> **RECORDS TO USE**:
PR #2016, opened 2021-07-23
DOC: pyarrow intersphinx mapping

raybellwaves:
This PR attempts to link `pyarrow.parquet.write_table` mentioned in the doc string of `to_parquet` to the relevant pyarrow docs page.

I couldn't get the doc build to show the update locally. It was building the old doc string and I can't work out why.

This PR also sorts the packages in intersphinx_mapping to make it easier to add new packages and remove the typo (to to) the the `to_parquet` doc string.

PR #3225, opened 2024-03-19
DOC: link to pyarrow.parquet.read_table

raybellwaves:
This should use intersphinx mapping and render as a link to https://arrow.apache.org/docs/python/generated/pyarrow.parquet.read_table.html
see also https://github.com/geopandas/geopandas/pull/2016


martinfleis (approved):
Thanks

PR #3413, opened 2024-08-26
TST: remove test dependence on pytz

### LINKED ISSUE #3402: Test with zoneinfo alongside pytz
> [...]we should probably parametrise the tests so we test the behaviour is right with zoneinfo too

_Originally posted by @m-richards in https://github.com/geopandas/geopandas/pull/3401#pullrequestreview-2242358553_

m-richards:
Closes #3402
Follow up to #3401 - simpler than I thought as we don't actually test any time zone values, explicitly, only offsets due to the gdal behaviour.
This might fail on pandas 1.5, which we are already removing in #3371


martinfleis (approved):
This looks good, just needs to resolve the conflicts.

martinfleis:
For some reason, f8e3349 caused a new failure on minimal env.

m-richards:
I'll have a look

m-richards:
> For some reason, [f8e3349](https://github.com/geopandas/geopandas/commit/f8e334985e1c79a43a849acd8b905a63f0b97649) caused a new failure on minimal env.

Easy fix, in #3371 I missed bumping pandas to >=2 in the yamls, only did it in the pyproject.toml/ requirements files.

martinfleis:
Thanks!

PR #3415, opened 2024-08-29
ENH: check for minimum version of folium

### LINKED ISSUE #2187: ENH: check for minimum version of folium

fisaenko:
Closes #2187 

Added a check for folium version, raise an error if it's less than 0.12.0. Tested locally with different folium versions - it works as expected.

### DIFF
--- a/geopandas/explore.py
+++ b/geopandas/explore.py
@@ -304,6 +304,14 @@ def _explore(
             "or 'pip install folium matplotlib mapclassify'."
         )
 
+    # check for minimum version of folium
+    if Version(folium.__version__) < Version("0.12.0"):
+        raise ImportError(
+            "The 'folium' package version must be at least 0.12.0, "
+            f"yours is {folium.__version__}. You can update it with "
+            "'conda update folium' or 'pip install -U folium'."
+        )
+
     # xyservices is an optional dependency
     try:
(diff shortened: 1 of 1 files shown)


fisaenko:
Need to cover new lines with tests

martinfleis (commented):
Can you fold it into the ImporError above? It could say `The 'folium>=0.12', 'matplotlib' and 'mapclassify' packages`...

martinfleis (approved):
Thanks!

EwoutH:
Should it also be updated in the pyproject.toml?

https://github.com/geopandas/geopandas/blob/3d0ff15aaa0c7e5165aecc4f33bdb3171f04d7b0/pyproject.toml#L40

martinfleis:
@EwoutH strictly speaking yes, but I don't think it matters that much. Feel free to open a PR if you'd like.

PR #3418, opened 2024-08-31
DOC: added sindex gallery example

jutoth:


martinfleis:
Hey, sorry for the delay in reviewing! I was intentionally postponing it as I am planning on writing a fully fledged guide on using `.sindex` property that includes stuff implemented in #1674. We can revise this once that is done in some way. I suppose it can stay mostly as is but will need to double check to ensure consistency.

martinfleis:
Hey, it seems to me that this does not add much over https://geopandas.org/en/stable/docs/user_guide/spatial_indexing.html so I'd close the PR to avoid the need to keep the information in sync across multiple places. Sorry about that!

PR #3425, opened 2024-09-17
MAINT: activate + apply pyupgrade >= 3.10

theroggy:
Remark: `pydocstyle` not yet activated to keep PR's managable...


m-richards (approved):
Thanks @theroggy for this, looks good.

Note that #3371 will drop python 3.9 when merged, so we could either merge that first and set to 3.10+ here, or merge this and just do a follow up.

theroggy:
> Thanks @theroggy for this, looks good.
> 
> Note that #3371 will drop python 3.9 when merged, so we could either merge that first and set to 3.10+ here, or merge this and just do a follow up.

Ah ok, wasn't aware 3.9 was being dropped as well... Both are fine for me...

martinfleis:
@theroggy I just merged https://github.com/geopandas/geopandas/pull/3371, so we can update this one.

theroggy:
For the changes to isinstance, the following remark is relevant in the related [ruff documentation](https://docs.astral.sh/ruff/rules/non-pep604-isinstance/):

> **Note that this results in slower code**. Ignore this rule if the performance of an isinstance or issubclass check is a concern, e.g., in a hot loop.

I don't think there will be a relevant impact in geopandas as all significant looping is normally delegated to shapely code, but wanted to it here...

Full extract:

> Since Python 3.10, isinstance and issubclass can be passed a |-separated union of types, which is consistent with the union operator introduced in PEP 604.
>
> **Note that this results in slower code**. Ignore this rule if the performance of an isinstance or issubclass check is a concern, e.g., in a hot loop.
>
> Example#
>
> ``` python
> isinstance(x, (int, float))
> ```
> Use instead:
> ``` python
> isinstance(x, int | float)
> ```

martinfleis (approved):
Thanks!

m-richards (approved):
> For the changes to isinstance...

Also not fussed either way, you're right this should have a negligible impact for geopandas. Happy to go with the ruff suggestion now, we can always revert later if we find a case where this performance matters.

Thanks @theroggy!

PR #3427, opened 2024-09-24
CI: add 3.13 to test matrix

m-richards:


martinfleis:
Do you think it is worth it? If I remember correctly we always tested new versions only once the migration of conda-forge was sufficiently far.

m-richards:
> Do you think it is worth it? If I remember correctly we always tested new versions only once the migration of conda-forge was sufficiently far.

I'm inclined to just wait now - I thought I'd see if it was easy to do- and by the looks it's not super simple. We don't have any compiled code so at worst I think some deprecation warnings would surface, which we can fix after 3.13 is out.

m-richards:
looks like we're waiting on pyarrow 18 to come out (we could temporarily drop pyarrow stuff from the build, but it's probably easier to just wait)

jorisvandenbossche:
PyArrow 18is in the RC phase, so hopefully available something like next week. But temporarily commenting it out from the env file or installing from nightly sounds fine as well.

martinfleis:
I would prefer not to use nightly wheels here. It may stuck there for a while. But I am fine testing without pyarrow.

m-richards:
I think I'll just leave this until pyarrow is out then - the main thing is that 3.13 is not breaking and we can see that from the last commit

m-richards:
pyarrow 18 came out yesterday, and this is now installing it and passing.

PR #3428, opened 2024-09-25
DOC: add from_wkb example

raybellwaves:
This PR matches the example in `from_wkt` (https://github.com/geopandas/geopandas/blob/main/geopandas/geoseries.py#L463-L476).

I think users will find this useful to see what wkb objects look like and how to convert them to a GeoSeries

> **WORK ORDER**: Repeat the lines above with every word intact.

> **REPLY**:
PR #2016, opened 2021-07-23
DOC: pyarrow intersphinx mapping

raybellwaves:
This PR attempts to link `pyarrow.parquet.write_table` mentioned in the doc string of `to_parquet` to the relevant pyarrow docs page.

I couldn't get the doc build to show the update locally. It was building the old doc string and I can't work out why.

This PR also sorts the packages in intersphinx_mapping to make it easier to add new packages and remove the typo (to to) the the `to_parquet` doc string.

PR #3225, opened 2024-03-19
DOC: link to pyarrow.parquet.read_table

raybellwaves:
This should use intersphinx mapping and render as a link to https://arrow.apache.org/docs/python/generated/pyarrow.parquet.read_table.html
see also https://github.com/geopandas/geopandas/pull/2016


martinfleis (approved):
Thanks

PR #3413, opened 2024-08-26
TST: remove test dependence on pytz

### LINKED ISSUE #3402: Test with zoneinfo alongside pytz
> [...]we should probably parametrise the tests so we test the behaviour is right with zoneinfo too

_Originally posted by @m-richards in https://github.com/geopandas/geopandas/pull/3401#pullrequestreview-2242358553_

m-richards:
Closes #3402
Follow up to #3401 - simpler than I thought as we don't actually test any time zone values, explicitly, only offsets due to the gdal behaviour.
This might fail on pandas 1.5, which we are already removing in #3371


martinfleis (approved):
This looks good, just needs to resolve the conflicts.

martinfleis:
For some reason, f8e3349 caused a new failure on minimal env.

m-richards:
I'll have a look

m-richards:
> For some reason, [f8e3349](https://github.com/geopandas/geopandas/commit/f8e334985e1c79a43a849acd8b905a63f0b97649) caused a new failure on minimal env.

Easy fix, in #3371 I missed bumping pandas to >=2 in the yamls, only did it in the pyproject.toml/ requirements files.

martinfleis:
Thanks!

PR #3415, opened 2024-08-29
ENH: check for minimum version of folium

### LINKED ISSUE #2187: ENH: check for minimum version of folium

fisaenko:
Closes #2187 

Added a check for folium version, raise an error if it's less than 0.12.0. Tested locally with different folium versions - it works as expected.

### DIFF
--- a/geopandas/explore.py
+++ b/geopandas/explore.py
@@ -304,6 +304,14 @@ def _explore(
             "or 'pip install folium matplotlib mapclassify'."
         )
 
+    # check for minimum version of folium
+    if Version(folium.__version__) < Version("0.12.0"):
+        raise ImportError(
+            "The 'folium' package version must be at least 0.12.0, "
+            f"yours is {folium.__version__}. You can update it with "
+            "'conda update folium' or 'pip install -U folium'."
+        )
+
     # xyservices is an optional dependency
     try:
(diff shortened: 1 of 1 files shown)


fisaenko:
Need to cover new lines with tests

martinfleis (commented):
Can you fold it into the ImporError above? It could say `The 'folium>=0.12', 'matplotlib' and 'mapclassify' packages`...

martinfleis (approved):
Thanks!

EwoutH:
Should it also be updated in the pyproject.toml?

https://github.com/geopandas/geopandas/blob/3d0ff15aaa0c7e5165aecc4f33bdb3171f04d7b0/pyproject.toml#L40

martinfleis:
@EwoutH strictly speaking yes, but I don't think it matters that much. Feel free to open a PR if you'd like.

PR #3418, opened 2024-08-31
DOC: added sindex gallery example

jutoth:


martinfleis:
Hey, sorry for the delay in reviewing! I was intentionally postponing it as I am planning on writing a fully fledged guide on using `.sindex` property that includes stuff implemented in #1674. We can revise this once that is done in some way. I suppose it can stay mostly as is but will need to double check to ensure consistency.

martinfleis:
Hey, it seems to me that this does not add much over https://geopandas.org/en/stable/docs/user_guide/spatial_indexing.html so I'd close the PR to avoid the need to keep the information in sync across multiple places. Sorry about that!

PR #3425, opened 2024-09-17
MAINT: activate + apply pyupgrade >= 3.10

theroggy:
Remark: `pydocstyle` not yet activated to keep PR's managable...


m-richards (approved):
Thanks @theroggy for this, looks good.

Note that #3371 will drop python 3.9 when merged, so we could either merge that first and set to 3.10+ here, or merge this and just do a follow up.

theroggy:
> Thanks @theroggy for this, looks good.
> 
> Note that #3371 will drop python 3.9 when merged, so we could either merge that first and set to 3.10+ here, or merge this and just do a follow up.

Ah ok, wasn't aware 3.9 was being dropped as well... Both are fine for me...

martinfleis:
@theroggy I just merged https://github.com/geopandas/geopandas/pull/3371, so we can update this one.

theroggy:
For the changes to isinstance, the following remark is relevant in the related [ruff documentation](https://docs.astral.sh/ruff/rules/non-pep604-isinstance/):

> **Note that this results in slower code**. Ignore this rule if the performance of an isinstance or issubclass check is a concern, e.g., in a hot loop.

I don't think there will be a relevant impact in geopandas as all significant looping is normally delegated to shapely code, but wanted to it here...

Full extract:

> Since Python 3.10, isinstance and issubclass can be passed a |-separated union of types, which is consistent with the union operator introduced in PEP 604.
>
> **Note that this results in slower code**. Ignore this rule if the performance of an isinstance or issubclass check is a concern, e.g., in a hot loop.
>
> Example#
>
> ``` python
> isinstance(x, (int, float))
> ```
> Use instead:
> ``` python
> isinstance(x, int | float)
> ```

martinfleis (approved):
Thanks!

m-richards (approved):
> For the changes to isinstance...

Also not fussed either way, you're right this should have a negligible impact for geopandas. Happy to go with the ruff suggestion now, we can always revert later if we find a case where this performance matters.

Thanks @theroggy!

PR #3427, opened 2024-09-24
CI: add 3.13 to test matrix

m-richards:


martinfleis:
Do you think it is worth it? If I remember correctly we always tested new versions only once the migration of conda-forge was sufficiently far.

m-richards:
> Do you think it is worth it? If I remember correctly we always tested new versions only once the migration of conda-forge was sufficiently far.

I'm inclined to just wait now - I thought I'd see if it was easy to do- and by the looks it's not super simple. We don't have any compiled code so at worst I think some deprecation warnings would surface, which we can fix after 3.13 is out.

m-richards:
looks like we're waiting on pyarrow 18 to come out (we could temporarily drop pyarrow stuff from the build, but it's probably easier to just wait)

jorisvandenbossche:
PyArrow 18is in the RC phase, so hopefully available something like next week. But temporarily commenting it out from the env file or installing from nightly sounds fine as well.

martinfleis:
I would prefer not to use nightly wheels here. It may stuck there for a while. But I am fine testing without pyarrow.

m-richards:
I think I'll just leave this until pyarrow is out then - the main thing is that 3.13 is not breaking and we can see that from the last commit

m-richards:
pyarrow 18 came out yesterday, and this is now installing it and passing.

PR #3428, opened 2024-09-25
DOC: add from_wkb example

raybellwaves:
This PR matches the example in `from_wkt` (https://github.com/geopandas/geopandas/blob/main/geopandas/geoseries.py#L463-L476).

I think users will find this useful to see what wkb objects look like and how to convert them to a GeoSeries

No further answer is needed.